The entries that follow are to be duplicated in full, character for character.

((

PR #1338, opened 2025-10-02
qt-build-utils: add QmlDir and QmlUri builders

ahayzen-kdab:


crates/qt-build-utils/src/lib.rs
```diff
@@ -15,6 +15,11 @@
 
 #![allow(clippy::too_many_arguments)]
 
+mod builder;
```
ahayzen-kdab, line 18: maybe these are more generators than builders as they are creating strings rather than building anything :thinking:

crates/qt-build-utils/src/builder/qmluri.rs
```diff
@@ -0,0 +1,34 @@
...
+pub struct QmlUriBuilder {
+    uri: Vec<String>,
+}
+
+impl QmlUriBuilder {
+    /// Construct a [QmlUriBuilder] from a given string
+    pub fn new(uri: impl IntoIterator<Item = impl Into<String>>) -> Self {
+        Self {
+            uri: uri.into_iter().map(Into::into).collect(),
+        }
```
LeonMatthesKDAB, line 17: This needs checks on the strings to ensure they only contain valid characters.

Unsure what exactly we want to limit it to, but to me it sounds like the whole point of such a builder is that it checks things like this for us...

Also, for now I'm happy to be more restrictive about this than potentially needed, just so we're sure we don't allow anything invalid.

crates/qt-build-utils/src/builder/qmluri.rs
```diff
@@ -0,0 +1,34 @@
+// SPDX-FileCopyrightText: 2025 Klarälvdalens Datakonsult AB, a KDAB Group company <info@kdab.com>
+// SPDX-FileContributor: Andrew Hayzen <andrew.hayzen@kdab.com>
+//
+// SPDX-License-Identifier: MIT OR Apache-2.0
+
+/// A builder for representing a QML uri
+#[derive(Clone)]
+pub struct QmlUriBuilder {
```
LeonMatthesKDAB, line 8: This is not a builder, but just a `QmlUri`.

crates/qt-build-utils/src/builder/qmluri.rs
```diff
@@ -0,0 +1,34 @@
...
+    uri: Vec<String>,
+}
+
+impl QmlUriBuilder {
+    /// Construct a [QmlUriBuilder] from a given string
+    pub fn new(uri: impl IntoIterator<Item = impl Into<String>>) -> Self {
```
LeonMatthesKDAB, line 14: We should probably have a `From<&str>` impl that splits on dots, so it's possible to do: `"com.kdab.com.cxx_qt".into()` when a QmlUri is needed.

crates/qt-build-utils/src/builder/qmldir.rs
```diff
@@ -0,0 +1,145 @@
...
+    /// name is the plugin library name. This is usually not the same as the file
+    /// name of the plugin binary, which is platform dependent. For example, the
+    /// library MyAppTypes would produce libMyAppTypes.so on Linux and MyAppTypes.dll
+    /// on Windows.
+    ///
+    /// Zero or more C++ plugin declarations may exist in the qmldir file.
+    /// However, since plugin loading is a relatively expensive operation, clients
+    /// are advised to specify at most a single plugin.
+    //
+    // TODO: Zero or more but only one is recommended so is enforcing one ok for now?
```
LeonMatthesKDAB, line 98: If we only want to support a single plugin for now, then document it and add a check that it's not already been set. (panicking in that case is fine).

crates/qt-build-utils/src/builder/qmldir.rs
```diff
@@ -0,0 +1,145 @@
...
+            .unwrap_or_default();
+        let class_name = self
+            .class_name
+            .map(|name| format!("classname {name}"))
+            .unwrap_or_default();
+        let type_info = self
+            .type_info
+            .map(|file| format!("typeinfo {file}"))
+            .unwrap_or_default();
+        let prefer = format!("prefer :/qt/qml/{}/", self.uri.as_dirs());
```
LeonMatthesKDAB, line 56: As these are all just optionally appended to the writer, this should be refactored into a series of if statements:

```rust
if let Some(class_name) = self.class_name {
    write!(writer, "classname {class_name}");
}
```

That is IMO more readable and avoids a bunch of string allocations.

crates/qt-build-utils/src/builder/qmlplugincpp.rs
```diff
@@ -0,0 +1,87 @@
...
+    plugin_class_name: String,
+    qml_cache: bool,
+    uri: QmlUriBuilder,
+}
+
+impl QmlPluginCppBuilder {
+    /// Construct a [QmlPluginCppBuilder] from a uri and plugin class name
+    pub fn new(uri: QmlUriBuilder, plugin_class_name: impl Into<String>) -> Self {
+        Self {
+            plugin_class_name: plugin_class_name.into(),
```
LeonMatthesKDAB, line 21: Anything we should check here for validity of the plugin_class_name?

crates/qt-build-utils/src/builder/qresource.rs
```diff
@@ -0,0 +1,213 @@
...
+    fn default() -> Self {
+        Self::new()
+    }
+}
+
+impl<T: Into<QResourceFile>> From<T> for QResource {
+    fn from(value: T) -> Self {
+        Self::new().file(value)
+    }
+}
```
LeonMatthesKDAB, line 67: I would like to see a similar implementation for `QResources` itself.

Most likely we want a `From` impl for `T: Into<QResourceFile>`, as well as `T: Iterator<Item=I>, I: Into QResourceFile`,
That way we could have an API on CxxQtBuilder that is simply:

```rust
.resources([my_image.png, my_other_image.png])
```
Which would boil down to a QResources, with a single QResources and two QResourceFile instances.

crates/qt-build-utils/src/lib.rs
LeonMatthesKDAB: Hm, most of these are just for generating QML-specific things, so why not split it into a `qml` and a `qrc` module?

crates/qt-build-utils/src/builder/qmldir.rs
ahayzen-kdab: done

crates/qt-build-utils/src/builder/qresource.rs
ahayzen-kdab: done

LeonMatthesKDAB (dismissed):

LeonMatthesKDAB (approved):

))

• TASK OUTPUT:
PR #1338, opened 2025-10-02
qt-build-utils: add QmlDir and QmlUri builders

ahayzen-kdab:


crates/qt-build-utils/src/lib.rs
```diff
@@ -15,6 +15,11 @@
 
 #![allow(clippy::too_many_arguments)]
 
+mod builder;
```
ahayzen-kdab, line 18: maybe these are more generators than builders as they are creating strings rather than building anything :thinking:

crates/qt-build-utils/src/builder/qmluri.rs
```diff
@@ -0,0 +1,34 @@
...
+pub struct QmlUriBuilder {
+    uri: Vec<String>,
+}
+
+impl QmlUriBuilder {
+    /// Construct a [QmlUriBuilder] from a given string
+    pub fn new(uri: impl IntoIterator<Item = impl Into<String>>) -> Self {
+        Self {
+            uri: uri.into_iter().map(Into::into).collect(),
+        }
```
LeonMatthesKDAB, line 17: This needs checks on the strings to ensure they only contain valid characters.

Unsure what exactly we want to limit it to, but to me it sounds like the whole point of such a builder is that it checks things like this for us...

Also, for now I'm happy to be more restrictive about this than potentially needed, just so we're sure we don't allow anything invalid.

crates/qt-build-utils/src/builder/qmluri.rs
```diff
@@ -0,0 +1,34 @@
+// SPDX-FileCopyrightText: 2025 Klarälvdalens Datakonsult AB, a KDAB Group company <info@kdab.com>
+// SPDX-FileContributor: Andrew Hayzen <andrew.hayzen@kdab.com>
+//
+// SPDX-License-Identifier: MIT OR Apache-2.0
+
+/// A builder for representing a QML uri
+#[derive(Clone)]
+pub struct QmlUriBuilder {
```
LeonMatthesKDAB, line 8: This is not a builder, but just a `QmlUri`.

crates/qt-build-utils/src/builder/qmluri.rs
```diff
@@ -0,0 +1,34 @@
...
+    uri: Vec<String>,
+}
+
+impl QmlUriBuilder {
+    /// Construct a [QmlUriBuilder] from a given string
+    pub fn new(uri: impl IntoIterator<Item = impl Into<String>>) -> Self {
```
LeonMatthesKDAB, line 14: We should probably have a `From<&str>` impl that splits on dots, so it's possible to do: `"com.kdab.com.cxx_qt".into()` when a QmlUri is needed.

crates/qt-build-utils/src/builder/qmldir.rs
```diff
@@ -0,0 +1,145 @@
...
+    /// name is the plugin library name. This is usually not the same as the file
+    /// name of the plugin binary, which is platform dependent. For example, the
+    /// library MyAppTypes would produce libMyAppTypes.so on Linux and MyAppTypes.dll
+    /// on Windows.
+    ///
+    /// Zero or more C++ plugin declarations may exist in the qmldir file.
+    /// However, since plugin loading is a relatively expensive operation, clients
+    /// are advised to specify at most a single plugin.
+    //
+    // TODO: Zero or more but only one is recommended so is enforcing one ok for now?
```
LeonMatthesKDAB, line 98: If we only want to support a single plugin for now, then document it and add a check that it's not already been set. (panicking in that case is fine).

crates/qt-build-utils/src/builder/qmldir.rs
```diff
@@ -0,0 +1,145 @@
...
+            .unwrap_or_default();
+        let class_name = self
+            .class_name
+            .map(|name| format!("classname {name}"))
+            .unwrap_or_default();
+        let type_info = self
+            .type_info
+            .map(|file| format!("typeinfo {file}"))
+            .unwrap_or_default();
+        let prefer = format!("prefer :/qt/qml/{}/", self.uri.as_dirs());
```
LeonMatthesKDAB, line 56: As these are all just optionally appended to the writer, this should be refactored into a series of if statements:

```rust
if let Some(class_name) = self.class_name {
    write!(writer, "classname {class_name}");
}
```

That is IMO more readable and avoids a bunch of string allocations.

crates/qt-build-utils/src/builder/qmlplugincpp.rs
```diff
@@ -0,0 +1,87 @@
...
+    plugin_class_name: String,
+    qml_cache: bool,
+    uri: QmlUriBuilder,
+}
+
+impl QmlPluginCppBuilder {
+    /// Construct a [QmlPluginCppBuilder] from a uri and plugin class name
+    pub fn new(uri: QmlUriBuilder, plugin_class_name: impl Into<String>) -> Self {
+        Self {
+            plugin_class_name: plugin_class_name.into(),
```
LeonMatthesKDAB, line 21: Anything we should check here for validity of the plugin_class_name?

crates/qt-build-utils/src/builder/qresource.rs
```diff
@@ -0,0 +1,213 @@
...
+    fn default() -> Self {
+        Self::new()
+    }
+}
+
+impl<T: Into<QResourceFile>> From<T> for QResource {
+    fn from(value: T) -> Self {
+        Self::new().file(value)
+    }
+}
```
LeonMatthesKDAB, line 67: I would like to see a similar implementation for `QResources` itself.

Most likely we want a `From` impl for `T: Into<QResourceFile>`, as well as `T: Iterator<Item=I>, I: Into QResourceFile`,
That way we could have an API on CxxQtBuilder that is simply:

```rust
.resources([my_image.png, my_other_image.png])
```
Which would boil down to a QResources, with a single QResources and two QResourceFile instances.

crates/qt-build-utils/src/lib.rs
LeonMatthesKDAB: Hm, most of these are just for generating QML-specific things, so why not split it into a `qml` and a `qrc` module?

crates/qt-build-utils/src/builder/qmldir.rs
ahayzen-kdab: done

crates/qt-build-utils/src/builder/qresource.rs
ahayzen-kdab: done

LeonMatthesKDAB (dismissed):

LeonMatthesKDAB (approved):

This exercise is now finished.